Sex dimorphism in seizure-controlling networks

Abstract

Males and females show a different predisposition to certain types of seizures in clinical studies. Animal studies have provided growing evidence for sexual dimorphism of certain brain regions, including those that control seizures. Seizures are modulated by networks involving subcortical structures, including thalamus, reticular formation nuclei, and structures belonging to the basal ganglia. In animal models, the substantia nigra pars reticulata (SNR) is the best studied of these areas, given its relevant role in the expression and control of seizures throughout development in the rat. Studies with bilateral infusions of the GABA(A) receptor agonist muscimol have identified distinct roles of the anterior or posterior rat SNR in flurothyl seizure control, that follow sex-specific maturational patterns during development. These studies indicate that (a) the regional functional compartmentalization of the SNR appears only after the third week of life, (b) only the male SNR exhibits muscimol-sensitive proconvulsant effects which, in older animals, is confined to the posterior SNR, and (c) the expression of the muscimol-sensitive anticonvulsant effects become apparent earlier in females than in males. The first three postnatal days are crucial in determining the expression of the muscimol-sensitive proconvulsant effects of the immature male SNR, depending on the gonadal hormone setting. Activation of the androgen receptors during this early period seems to be important for the formation of this proconvulsant SNR region. We describe molecular/anatomical candidates underlying these age- and sex-related differences, as derived from in vitro and in vivo experiments, as well as by [(14)C]2-deoxyglucose autoradiography. These involve sex-specific patterns in the developmental changes in the structure or physiology or GABA(A) receptors or of other subcortical structures (e.g., locus coeruleus, hippocampus) that may affect the function of seizure-controlling networks.

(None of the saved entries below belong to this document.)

PR #435, opened 2026-08-13
Lint console/, where no-undef had never run (#434)

### LINKED ISSUE #434: console/ is never linted: no-undef has never run on the signing UI
`npm run lint` is `eslint src tools tests`. `console/` is not in it, and never has been. So the one rule `eslint.config.mjs` describes as load-bearing — `no-undef`, because "`node --check` has passed on code whose identifiers did not exist" — has never run on the console.

Found while moving `console/nip98.mjs` to `src/` for #432. That move put the file under the linter for the first time and immediately found `btoa` missing from the globals list. The module had been in the tree, unlinted, the whole time.

## What turning it on costs today

```
npx eslint console
✖ 11 problems (11 errors, 0 warnings)   — 3 files
```

All 11 are `no-undef`, and all 11 are false positives: `document` ×8, `localStorage` ×2, `confirm` ×1. The config declares one flat `globals` block listing "Node 20+ runtime surface the bridge and tools actually use". There is no browser block, because nothing browser-shaped was ever linted.

So this is not a backlog of 11 defects. It is one missing config section.

## Why it is worth doing

The console holds the signing UI. It is the surface where an identifier that does not exist fails in a page, at the moment an operator is approving something, with no test between the typo and the operator — which is a worse place for that class of bug than `src/` is, not a better one.

## Shape

Add a second config block scoped to `console/**` with the browser globals (`document`, `window`, `localStorage`, `sessionStorage`, `confirm`, `alert`, `navigator`, `location` — driven by what the files actually use, not a blanket list), keep `console/vendor/**` ignored as it already is, and extend the lint script to cover `console`.

Worth pairing with a negative control the same way #432 did: after enabling it, plant an undefined identifier in a console module and confirm the run fails, so "green" is not "not looking".

Related: #412 (`console/` is outside the deploy verification set) — same root shape, that `console/` sits outside the checks everything else is inside. Different check, so filing separately rather than folding in.

JAFairweather:
Closes #434. Stacked on #433 — that PR is what found this. Base moves to `main` when #433 lands.

`npm run lint` was `eslint src tools tests`. `console/` was never in it. So the one rule `eslint.config.mjs` describes as load-bearing — `no-undef`, because "`node --check` has passed on code whose identifiers did not exist" — had never run on the signing UI.

That is the wrong surface to leave unchecked. It is where an identifier that does not exist fails in a page, at the moment an operator is approving something, with no test between the typo and the operator.

## Cost of turning it on

11 problems, 3 files, all `no-undef`, all false positives from a Node-only globals list: `document` ×8, `localStorage` ×2, `confirm` ×1. One missing config section, not a backlog.

## Three globals, not a blanket list

Matching how the existing block lists only "the Node 20+ runtime surface the bridge and tools actually use". These three are precisely what the run reported. A name that is not on the list and not defined is the finding, which is the point.

`window` is deliberately **not** declared. Console modules reach it as `globalThis.window` (`console/signer-session.mjs:10`) so they stay importable under Node for the suite. Declaring the global would quietly make a bare `window` reference lint clean — which is the thing that breaks those imports.

Checked before writing the list: `history` and `Node` appear in `console/` only inside comments, and `navigator`, `sessionStorage`, `alert` and `location` are not used in any non-vendor `.mjs`. `console/vendor/**` stays ignored, as it already was.

## Evidence

Negative control, planted in `console/routing.mjs`:

```
export const _probe = () => notARealIdentifier987(document.body)

  239:29  error  'notARealIdentifier987' is not defined  no-undef
```

Both directions in one probe: the rule now fires on `console/`, and `document` on that same line is **not** flagged, so the new globals are what stop it firing wrongly rather than the rule being off. Restored, `npm run lint` exits 0. Full suite 84/84, exit 0.


JAFairweather:
Verified every claim in the diff. All true. One finding: the largest part of `console/` is still unlinted, and it is the part the PR's own rationale points at.

Confirmed against `origin/main`: `"lint": "eslint src tools tests"`. `console/` genuinely never ran.

The lint passes clean on the branch (exit 0), and `no-undef` actually fires there — appending a bad identifier to `console/signer-session.mjs`:

    28:30  error  'thisIdentifierDoesNotExist' is not defined  no-undef
    28:57  error  'window' is not defined                      no-undef

which also proves the `window` reasoning is load-bearing rather than decorative: a bare `window` is refused, `localStorage` on the same line is not. That is the allowlist doing exactly what the comment says.

The counts are exact. Emptying the globals block reports:

    counts: {'document': 8, 'localStorage': 2, 'confirm': 1}
    files: ['config-operations.mjs', 'routing.mjs', 'task-routes.mjs']

Three globals, three files, matching the comment digit for digit.

## `console/**/*.mjs` covers 24 files and misses 1,382 lines of inline script

The console's JavaScript is not mostly in `.mjs`. Counting inline `<script>` blocks without a `src`:

    console/index.html      ~841 lines
    console/connect.html    ~318 lines
    console/agents.html     ~175 lines
    console/following.html   ~22 lines
    console/setup.html       ~21 lines
    console/config.html       ~4 lines
    console/routing.html      ~1 line
    total                  ~1,382 lines

None of it is linted by this config, and ESLint will not read `.html` without a plugin, so the gap is silent — `npm run lint` exits 0 and reports nothing skipped.

The gap matters because of what the PR says it is for: *"the signing UI: the surface where an identifier that does not exist fails in a page, in front of an operator who is approving something, with no test in between."* `index.html` and `connect.html` are that surface — they are the two files carrying the kind 440/441 signing paths flagged in the #436 review — and between them they hold 1,159 of those 1,382 lines. The stated motivation lands squarely on the files this does not cover.

Not a reason to hold the PR. 24 files linted beats 0, and the `window` decision is worth having recorded. But the config comment reads as though `console/` is now covered, and it is not — suggest either narrowing the comment to say `.mjs` modules only, or opening a follow-up for the HTML blocks so the remaining surface is tracked rather than assumed handled. I lean toward both.

One consequence worth naming: this makes `no-undef` a merge gate for new `console/` code, so a module that starts using a browser global fails CI until the list is extended. That is the intended behaviour per the comment — flagging it because whoever hits it first will read it as a broken lint rather than a finding.

PR #436, opened 2026-08-13
Refuse to sign from a stale console page (#418)

### LINKED ISSUE #418: The console has no cache-busting story: a soft reload can keep an old signing UI alive (#412 item 3)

Keywords: Androgen receptor; Critical period; Dimorphism; Epilepsy; Estrogen receptor; GABA receptor; Hippocampus; Immature; KCC2; Locus Coeruleus; Rat; Seizures; Substantia nigra pars reticulata.

Fig. 1

Schematic representation of connections of male SNR in relation with seizure modulation. A: The SNR receives GABAergic afferents from the GP, as well as from the striatum; it also receives direct dopaminergic afferents from the SNpc, and glutamatergic projections from the STN. SNR, together with the globus pallidus internal (not shown in the figure) is the only output structure from the basal ganglia. It sends GABAergic efferents to its target structures: the thalamus, the SC and PPT. All of these three structures play a crucial role in seizure modulation. The cortex, thalamus and STN mainly send glutamatergic projections to their targets (dark red solid arrows); SNR, striatum and GP send GABAergic inhibitory efferents to their targets (orange dashed arrow); dotted gray arrows represent SNpc dopaminergic efferents. The PPT is formed by cholinergic neurons. Panels B and C show the effects of unilateral infusions of muscimol in the male SNR in terms of increased (red arrows) or decreased (blue arrows) [¹⁴C]2-deoxyglucose (2-DG) uptake in target regions (from Moshé et al., 1994, and unpublished observations from Moshé's Lab). The SNR sites are schematized as circles: the SNRa with an anticonvulsant effect of muscimol is depicted in white, while the proconvulsant site is in black. B: In adult male rats, unilateral muscimol infusion in the SNRp (where bilateral muscimol infusions are proconvulsant) increases 2-DG uptake in the ipsilateral GP and striatum; unilateral muscimol infusion into the SNRa (where bilateral muscimol infusions are anticonvulsant) decreases 2-DG uptake in the ipsilateral VM and GP, while it increases 2-DG uptake in the ipsilateral SC. C: in PN15 male rat SNR (where bilateral intranigral muscimol infusions are proconvulsant), unilateral muscimol infusions increase 2-DG uptake in the ipsilateral GP and striatum. Abbreviations: GP: lateral globus pallidus; PPT: pedunculopontine tegmental nucleus; SC: superior colliculus; SNpc: pars compacta of the substantia nigra; SNR: pars reticulata of the substantia nigra; SNRa: anterior part of SNR; SNRp: posterior part of SNR; STN: subthalamic nucleus; VM: ventro-medial thalamic nucleus.